§ TASK OBJECTIVE
Give the count of lines in the entries below that contain the string "sanity", and only that count.

§ RECORDS FOR THE EXERCISE
++++

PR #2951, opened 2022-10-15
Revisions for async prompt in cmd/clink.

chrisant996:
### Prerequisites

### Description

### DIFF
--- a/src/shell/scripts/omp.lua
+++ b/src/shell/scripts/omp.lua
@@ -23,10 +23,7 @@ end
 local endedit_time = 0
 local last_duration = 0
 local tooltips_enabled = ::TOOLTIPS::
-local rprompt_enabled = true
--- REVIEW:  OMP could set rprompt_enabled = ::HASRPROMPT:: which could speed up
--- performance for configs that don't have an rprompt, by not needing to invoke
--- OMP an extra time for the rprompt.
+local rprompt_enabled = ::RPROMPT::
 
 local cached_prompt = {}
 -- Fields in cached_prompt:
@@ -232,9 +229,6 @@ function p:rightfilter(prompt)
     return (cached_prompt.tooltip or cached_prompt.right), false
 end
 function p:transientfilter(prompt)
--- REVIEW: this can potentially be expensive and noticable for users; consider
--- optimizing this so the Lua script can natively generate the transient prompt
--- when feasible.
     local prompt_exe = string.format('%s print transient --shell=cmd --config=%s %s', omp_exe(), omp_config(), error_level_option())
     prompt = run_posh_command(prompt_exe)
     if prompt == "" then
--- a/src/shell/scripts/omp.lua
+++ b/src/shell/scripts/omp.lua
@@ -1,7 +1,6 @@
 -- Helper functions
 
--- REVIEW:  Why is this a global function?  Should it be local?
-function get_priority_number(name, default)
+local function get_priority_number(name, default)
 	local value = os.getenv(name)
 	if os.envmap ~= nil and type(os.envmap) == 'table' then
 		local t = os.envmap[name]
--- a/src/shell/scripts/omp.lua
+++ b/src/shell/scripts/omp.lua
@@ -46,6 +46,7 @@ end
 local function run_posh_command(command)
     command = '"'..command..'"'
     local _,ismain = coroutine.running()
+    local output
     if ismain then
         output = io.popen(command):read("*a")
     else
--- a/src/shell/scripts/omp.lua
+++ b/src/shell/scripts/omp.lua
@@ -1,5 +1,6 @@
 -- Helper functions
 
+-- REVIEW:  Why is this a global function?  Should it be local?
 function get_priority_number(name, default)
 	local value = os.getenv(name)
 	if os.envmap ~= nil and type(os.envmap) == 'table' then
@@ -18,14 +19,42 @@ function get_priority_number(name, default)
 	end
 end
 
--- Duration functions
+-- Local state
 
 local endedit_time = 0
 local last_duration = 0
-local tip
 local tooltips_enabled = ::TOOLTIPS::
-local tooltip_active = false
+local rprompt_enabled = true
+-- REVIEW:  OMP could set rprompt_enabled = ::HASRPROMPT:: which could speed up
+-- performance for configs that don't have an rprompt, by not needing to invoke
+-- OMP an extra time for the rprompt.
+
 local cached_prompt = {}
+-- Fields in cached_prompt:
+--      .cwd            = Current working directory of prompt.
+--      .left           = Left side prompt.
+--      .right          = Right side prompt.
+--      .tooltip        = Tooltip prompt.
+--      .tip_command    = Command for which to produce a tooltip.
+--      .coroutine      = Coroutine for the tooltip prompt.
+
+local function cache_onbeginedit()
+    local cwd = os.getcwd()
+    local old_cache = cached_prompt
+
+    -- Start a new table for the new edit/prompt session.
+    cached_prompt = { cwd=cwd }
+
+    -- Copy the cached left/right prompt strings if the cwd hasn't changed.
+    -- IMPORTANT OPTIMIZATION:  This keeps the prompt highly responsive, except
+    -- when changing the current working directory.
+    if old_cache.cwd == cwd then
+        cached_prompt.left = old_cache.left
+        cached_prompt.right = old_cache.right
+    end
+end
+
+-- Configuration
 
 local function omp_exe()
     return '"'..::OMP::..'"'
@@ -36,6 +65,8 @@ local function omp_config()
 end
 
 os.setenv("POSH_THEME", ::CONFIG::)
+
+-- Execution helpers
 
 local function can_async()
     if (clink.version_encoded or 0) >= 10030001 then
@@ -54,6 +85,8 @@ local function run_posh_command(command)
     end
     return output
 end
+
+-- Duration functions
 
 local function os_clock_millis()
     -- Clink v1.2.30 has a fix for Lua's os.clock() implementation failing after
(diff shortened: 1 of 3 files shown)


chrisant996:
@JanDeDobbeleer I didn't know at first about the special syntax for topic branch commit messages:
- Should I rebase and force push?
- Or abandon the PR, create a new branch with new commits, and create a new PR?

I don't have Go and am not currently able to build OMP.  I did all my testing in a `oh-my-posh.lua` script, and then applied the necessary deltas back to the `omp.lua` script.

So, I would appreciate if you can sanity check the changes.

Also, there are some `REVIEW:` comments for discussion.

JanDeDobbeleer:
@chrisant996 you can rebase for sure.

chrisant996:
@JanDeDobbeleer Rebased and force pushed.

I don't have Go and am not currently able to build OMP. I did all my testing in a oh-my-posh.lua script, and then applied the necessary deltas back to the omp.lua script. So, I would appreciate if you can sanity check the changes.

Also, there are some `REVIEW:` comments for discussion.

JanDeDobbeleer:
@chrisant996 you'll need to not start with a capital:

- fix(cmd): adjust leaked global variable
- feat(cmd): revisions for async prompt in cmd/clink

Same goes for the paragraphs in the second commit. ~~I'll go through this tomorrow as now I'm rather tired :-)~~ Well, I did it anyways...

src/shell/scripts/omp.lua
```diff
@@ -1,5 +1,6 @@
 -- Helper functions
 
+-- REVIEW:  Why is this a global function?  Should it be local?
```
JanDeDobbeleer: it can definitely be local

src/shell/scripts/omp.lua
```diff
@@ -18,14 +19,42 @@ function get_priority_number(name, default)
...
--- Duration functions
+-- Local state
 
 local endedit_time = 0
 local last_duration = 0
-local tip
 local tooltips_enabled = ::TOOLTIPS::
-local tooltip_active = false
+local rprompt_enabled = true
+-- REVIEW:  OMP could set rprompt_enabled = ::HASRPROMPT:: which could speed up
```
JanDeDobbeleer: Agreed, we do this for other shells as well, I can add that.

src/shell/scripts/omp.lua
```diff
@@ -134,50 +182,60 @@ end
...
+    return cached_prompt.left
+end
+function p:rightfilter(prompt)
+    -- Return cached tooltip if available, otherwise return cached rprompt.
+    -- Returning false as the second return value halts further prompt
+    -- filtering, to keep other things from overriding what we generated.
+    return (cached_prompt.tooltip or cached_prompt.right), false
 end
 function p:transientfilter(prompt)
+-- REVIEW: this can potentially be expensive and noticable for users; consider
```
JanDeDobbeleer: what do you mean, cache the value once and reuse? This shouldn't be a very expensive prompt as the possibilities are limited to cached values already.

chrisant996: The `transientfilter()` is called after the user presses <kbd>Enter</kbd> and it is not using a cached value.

++++

§ FINISHED EXERCISE
2